Autrefois, j’envisageais la vie comme « un grand championnat d’endurance
face à la souffrance ». Où seuls les individus capables d’endurer la souffrance
que sont les efforts pouvaient triompher, et ramasser les lauriers de la gloire.
Or, à la lumière de ce que nous avons abordé ensemble jusqu’à présent à
propos des habitudes, la nature même des efforts semble, en réalité, quelque
peu différente.
Le premier chapitre est consacré à la volonté, et la manière dont celle-ci
apparaît ou disparaît. Dans le deuxième chapitre, nous avons examiné les
récompenses, notamment celles que l’on trouve en accomplissant des actions
qui ne sont que souffrance aux yeux des autres ; et enfin, dans le troisième
chapitre, nous avons vu en détail les méthodes et le système de pensée qui
nous conduisent à faire d’une action une habitude.
Toutes ces réflexions nous ont, semble-t-il, permis de glaner quelques
indices pour nous aider à explorer la nature véritable des efforts, ou même du
talent. Bien évidemment, tout ne peut pas être expliqué. Je pense, cependant,
que nous pouvons en esquisser les grandes lignes, qui semblent bien
différentes de ce que nous avons tendance à imaginer.
Ichiro
Le mot effort nous fait invariablement penser à la souffrance à endurer,
comme dans l’expression « suer sang et eau ». Mais est-ce vraiment le cas ?
Ichiro, par exemple, s’entraîne plus que quiconque, et ce, depuis son enfance.
Il avait écrit, dans une de ses rédactions d’école primaire, qu’il s’entraînait
« très dur 360 jours sur 365 ». Quand il faisait partie de l’équipe des Orix,
tandis que ses coéquipiers frappaient la balle pendant 30 minutes, Ichiro le
faisait pendant deux ou trois heures.

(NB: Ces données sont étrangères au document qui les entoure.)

Issue #240, opened 2021-05-16
Improve compile time


bernhardmgruber:
Many LLAMA constructs depend on compile time iteration of type lists. For very big record dimensions, some constructs become painfully slow.

Consider the following clang timetrace from a LLAMA example using the ROOT HEP framework:
![image](https://user-images.githubusercontent.com/1224051/118399157-1b86d600-b65c-11eb-8b25-692a9eeea5f8.png)
The first part marked with "ROOT" is parsing ROOT's headers, the part marked with "D" is LLAMA's dumping code. The part between the black bars is parsing LLAMA's headers (~30ms). Then comes a very long part "InstantiateFunction", which comes from this code:
```c++
llama::forEachLeaf<Event>([&](auto coord) {
    using Name = llama::GetTag<Event, decltype(coord)>;
    using Type = llama::GetType<Event, decltype(coord)>;
    auto column = ntuple->GetView<Type>(llama::structName<Name>());
    for (std::size_t i = 0; i < n; i++)
        view(i)(coord) = column(i);
});
```
The big issue here is that the `Event` record dimension is large (~200 fields). The loop created by `forEachLeaf` is linear in compilation time and not yet the problem, but `view(i)(coord)` eventually calles into the `AoS::blobNrAndOffset`, which calles `offsetOf<RD, RC>`, and the implementation of `offsetOf` is linear again. Thus, the whole code snipped is quadratic in compilation time.

The situation could be improved a lot by making use of template instantiation memoization. That is, if the value of `offsetOf<RD, RC>` could somehow depend on the value of `offsetOf<RD, RC - 1>`, the compiler could reuse memoized previous template instantiations and the code snipped should compile in linear time.

The big difficulty is that record coordinates are hierarchical and `RC - 1` is a complex operation. A good solution would be to linearize record coordinates before they are passed to mappings, and mappings deal solely in linear coordinates.

bernhardmgruber:
#241 improved the situation a lot. However, for a `llama::Record` with over 1000 fields, clang still takes around 2min to compile. This is a lot better, but still annoying.

PR #245, opened 2021-05-17
[on hold] RNTuple example

bernhardmgruber:
This is an example for using LLAMA with data loaded from an RNTuple via the ROOT data analysis framework.

At the moment, a LLAMA view is created to hold all events stored in the RNTuple file, excluding subarrays. This data contains 1095 columns.

It compiles in 2min, needs ~2GiB of memory at runtime and copies from RNTuple to LLAMA in 26s.

### DIFF
--- a/CMakeLists.txt
+++ b/CMakeLists.txt
@@ -86,6 +86,12 @@ if (LLAMA_BUILD_EXAMPLES)
 		message(WARNING "Could not find alpaka. Alpaka examples are disabled.")
 	endif()
 
+	# ROOT examples
+	find_package(ROOT QUIET)
+	if (ROOT_FOUND)
+		add_subdirectory("examples/hep_rntuple")
+	endif()
+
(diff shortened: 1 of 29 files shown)


bussmann:
Can you put these numbers in perspective?

bernhardmgruber:
> Can you put these numbers in perspective?

As a quick answer, I can only provide you with experience and guesses:
* 2min compilation time is long for a single source file. Other LLAMA examples compile within ~10s. LLAMA has scalability issues with very large records, although I tried to improve the situation a lot in the recent days with 2 PRs against #240.
* The RNTuple on disk (compressed) has 2.5GiB. I read the events, which are roughly 2/3 of the data. If that is 2GiB uncompressed in RAM, that sounds reasonable. I guess the compression is not that strong.
* Reading that data in 26s seems slow, but it runs in WSL on my notebook. And I have not made any attempt to improve that.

Son manager disait qu’un tel rythme
était impossible pour quelqu’un d’autre que lui. Et encore aujourd’hui, alors
qu’il évolue en ligue majeure, il passe des heures à s’entraîner seul sur le
terrain, tandis que ses camarades sont en repos. À première vue, les efforts
fournis par Ichiro semblent s’approcher du sacrifice, or, l’intéressé déclare ne
pas en faire du tout. Pourquoi ?
Haruki Murakami
Haruki Murakami écrit dix feuillets par jour, et ne manque jamais sa séance
de course ou de natation quotidienne. Dans une longue interview, l’auteur a
déclaré qu’il ne faisait que ce qu’il aimait, que ce soit dans le travail ou en
dehors du travail, qu’il n’était pas particulièrement stoïque, qu’il s’agissait en
réalité de faire le moins possible ce qu’il n’aimait pas. Car ce n’est pas bien
difficile de faire des efforts, quand on aime ce qu’on fait.
Les individus qui nous donnent l’impression de fournir de gros efforts
répondent souvent qu’ils n’en font pas, ou qu’ils ne sont pas si importants.

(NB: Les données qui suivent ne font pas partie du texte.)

PR #289, opened 2021-06-04
Lift copy implementations into llama

### LINKED ISSUE #272: Move view copy into LLAMA
A generic copy routine between views has been developed as part of the viewcopy example. We should move this implementation into the LLAMA library itself.

bernhardmgruber:
The viewcopy example prototyped several implementations for a mapping aware copy between two views. This PR lifts these into LLAMA.

- [x] verify they perform the same as before being lifted into LLAMA
- [x] add unit tests
- [x] add documentation

### DIFF
--- a/docs/pages/copying.rst
+++ b/docs/pages/copying.rst
@@ -16,10 +16,6 @@ E.g. when both mappings use SoA, but one time with, one time without padding, or
 Or two AoSoA mappings with a different inner array length.
 In those cases an optimized copy procedure is possible, copying larger chunks than mere fields.
 
-.. For the moment, LLAMA implements a generic, field-wise copy with specializations for combinations of SoA and AoSoA mappings, reflect the properties of these.
-.. This is sub-optimal, because for every new mapping new specializations are needed.
-
-.. One thus needs new approaches on how to improve copying because LLAMA can provide the necessary infrastructure:
 Four solutions exist for this problem:
 
 1. Implement specializations for specific combinations of mappings, which reflect the properties of these.
@@ -42,3 +38,42 @@ A good approach could use smaller intermediate views to shuffle a chunk from one
 The `async copy example <https://github.com/alpaka-group/llama/blob/master/examples/asynccopy/asynccopy.cpp>`_ tries to show an asynchronous copy/shuffle/compute workflow.
 This example applies a bluring kernel to an RGB-image, but also may work only on two or one channel instead of all three.
 Not used channels are not allocated and especially not copied.
+
+
+For the moment, LLAMA implements a generic, field-wise copy algorithm with faster specializations for combinations of SoA and AoSoA mappings.
+
+.. code-block:: C++
+
+    auto srcView = llama::allocView(srcMapping);
+    auto dstView = llama::allocView(dstMapping);
+    llama::copy(srcView, dstView); // use best copy strategy
+
+Internally, :cpp:`llama::copy` will choose a copy strategy depending on the source and destination mapping.
+This choice is done via template specializations of the :cpp:`llama::Copy` class template.
+Users can add specializations of :cpp:`llama::Copy` to provide additional copy strategies:
+
+.. code-block:: C++
+
+    // provide special copy from AoS -> UserDefinedMapping
+    template <typename ArrayDims, typename RecordDim, bool Aligned, typename LinearizeArrayDims>
+    struct Copy<
+        llama::mapping::AoS<ArrayDims, RecordDim, Aligned, LinearizeArrayDims>,
+        UserDefinedMapping<ArrayDims, RecordDim>>
+    {
+        template <typename SrcBlob, typename DstBlob>
+        void operator()(
+            const View<mapping::AoS<ArrayDims, RecordDim, Aligned, LinearizeArrayDims>, SrcBlob>& srcView,
+            View<mapping::SoA<ArrayDims, RecordDim, DstSeparateBuffers, LinearizeArrayDims>, DstBlob>& dstView,
+            std::size_t threadId, std::size_t threadCount) {
+            ...
+        }
+    };
+
+    llama::copy(srcView, dstView); // can delegate to above specialization now
+
+LLAMA also allows direct access to its two copy implementations, which is mainly used for benchmarking them:
+
+.. code-block:: C++
+
+    llama::fieldWiseCopy(srcView, dstView); // explicit field-wise copy
+    llama::aosoaCommonBlockCopy(srcView, dstView); // explicit SoA/AoSoA copy
--- a/examples/viewcopy/viewcopy.cpp
+++ b/examples/viewcopy/viewcopy.cpp
@@ -46,48 +46,6 @@ using Particle = llama::Record<
 using RecordDim = boost::mp11::mp_take_c<Event, 20>;
 // using RecordDim = Event; // WARN: expect long compilation time
 
-namespace llamaex
-{
-    using namespace llama;
-
-    template <std::size_t Dim, typename Func>
-    void parallelForEachADCoord(ArrayDims<Dim> adSize, std::size_t numThreads, Func&& func)
-    {
-#pragma omp parallel for num_threads(numThreads)
-        for (std::ptrdiff_t i = 0; i < static_cast<std::ptrdiff_t>(adSize[0]); i++)
-        {
-            if constexpr (Dim > 1)
-                forEachADCoord(
-                    ArrayDims<Dim - 1>{pop_front(adSize)},
-                    std::forward<Func>(func),
-                    static_cast<std::size_t>(i));
-            else
-                std::forward<Func>(func)(ArrayDims<Dim>{static_cast<std::size_t>(i)});
-        }
-    }
-} // namespace llamaex
-
-template <typename SrcMapping, typename SrcBlobType, typename DstMapping, typename DstBlobType>
-void naive_copy(
-    const llama::View<SrcMapping, SrcBlobType>& srcView,
-    llama::View<DstMapping, DstBlobType>& dstView,
-    std::size_t numThreads = 1)
-{
-    static_assert(std::is_same_v<typename SrcMapping::RecordDim, typename DstMapping::RecordDim>);
-
-    if (srcView.mapping.arrayDims() != dstView.mapping.arrayDims())
-        throw std::runtime_error{"Array dimensions sizes are different"};
-
-    llamaex::parallelForEachADCoord(
-        srcView.mapping.arrayDims(),
-        numThreads,
-        [&](auto ad) LLAMA_LAMBDA_INLINE
-        {
-            llama::forEachLeaf<typename DstMapping::RecordDim>([&](auto coord) LLAMA_LAMBDA_INLINE
-                                                               { dstView(ad)(coord) = srcView(ad)(coord); });
-        });
-}
-
 template <typename SrcMapping, typename SrcBlobType, typename DstMapping, typename DstBlobType>
 void std_copy(const llama::View<SrcMapping, SrcBlobType>& srcView, llama::View<DstMapping, DstBlobType>& dstView)
 {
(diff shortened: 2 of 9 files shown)


docs/pages/copying.rst
```diff
@@ -42,3 +38,42 @@ A good approach could use smaller intermediate views to shuffle a chunk from one
 The `async copy example <https://github.com/alpaka-group/llama/blob/master/examples/asynccopy/asynccopy.cpp>`_ tries to show an asynchronous copy/shuffle/compute workflow.
 This example applies a bluring kernel to an RGB-image, but also may work only on two or one channel instead of all three.
 Not used channels are not allocated and especially not copied.
+
+
+For the moment, LLAMA implements a generic, field-wise copy with specializations for combinations of SoA and AoSoA mappings, reflect the properties of these.
```
j-stephan: This sentence sounds a bit weird.

docs/pages/copying.rst
```diff
@@ -42,3 +38,42 @@ A good approach could use smaller intermediate views to shuffle a chunk from one
...
+
+.. code-block:: C++
+
+    auto srcView = llama::allocView(srcMapping);
+    auto dstView = llama::allocView(dstMapping);
+    llama::copy(srcView, dstView); // use best copy strategy
+
+Internally, :cpp:`llama::copy` will choose a copy strategy depending on the source and destination mapping.
+This choice is done via template specializations of the :cpp:`llama::Copy` class template.
+Users can add specializations of :cpp:`llama::Copy` to provide additional copy stragegies:
```
j-stephan: Typo:

```suggestion
Users can add specializations of :cpp:`llama::Copy` to provide additional copy strategies:
```

examples/viewcopy/viewcopy.cpp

J’ai longtemps cru que cette réponse n’était rien d’autre que de la modestie.
Bien sûr, je ne peux pas imaginer si facilement les efforts qu’ils déploient,
mais j’ai maintenant l’impression de comprendre un peu ce qu’ils veulent
dire.
L’origine de la confusion engendrée par le mot « effort » est qu’il existe en
réalité deux définitions bien distinctes.
Tomber malade
Je désirais moi aussi connaître mes limites et apprendre à en être
profondément satisfait. Je vais prendre l’image de la maladie. Aujourd’hui, je
dors bien, je cuisine mes trois repas quotidiens, je mange du riz complet et
des légumes, je fais du sport tous les jours. J’ai arrêté l’alcool et le tabac. Que
des bonnes réponses pour les questionnaires à remplir avant les examens
médicaux. On peut donc dire que je prends grand soin de ma santé. Mais un
jour, peut-être, je tomberai malade. À ce moment-là, je pense pouvoir
accepter la nouvelle sans trop de difficulté. Car j’aurais fait tout ce qui était
possible pour l’éviter. La maladie était une de mes limites, la connaître m’a
permis de lâcher prise.
La volonté infinie
Snoopy a dit : « On ne peut jouer qu’avec les cartes qui ont été
distribuées. » Parmi ces cartes figurent entre autres celles de la sensibilité et
de l’influence des gènes. Mais grâce aux habitudes, vous pouvez échanger
certaines cartes que vous avez en main, un peu comme au poker.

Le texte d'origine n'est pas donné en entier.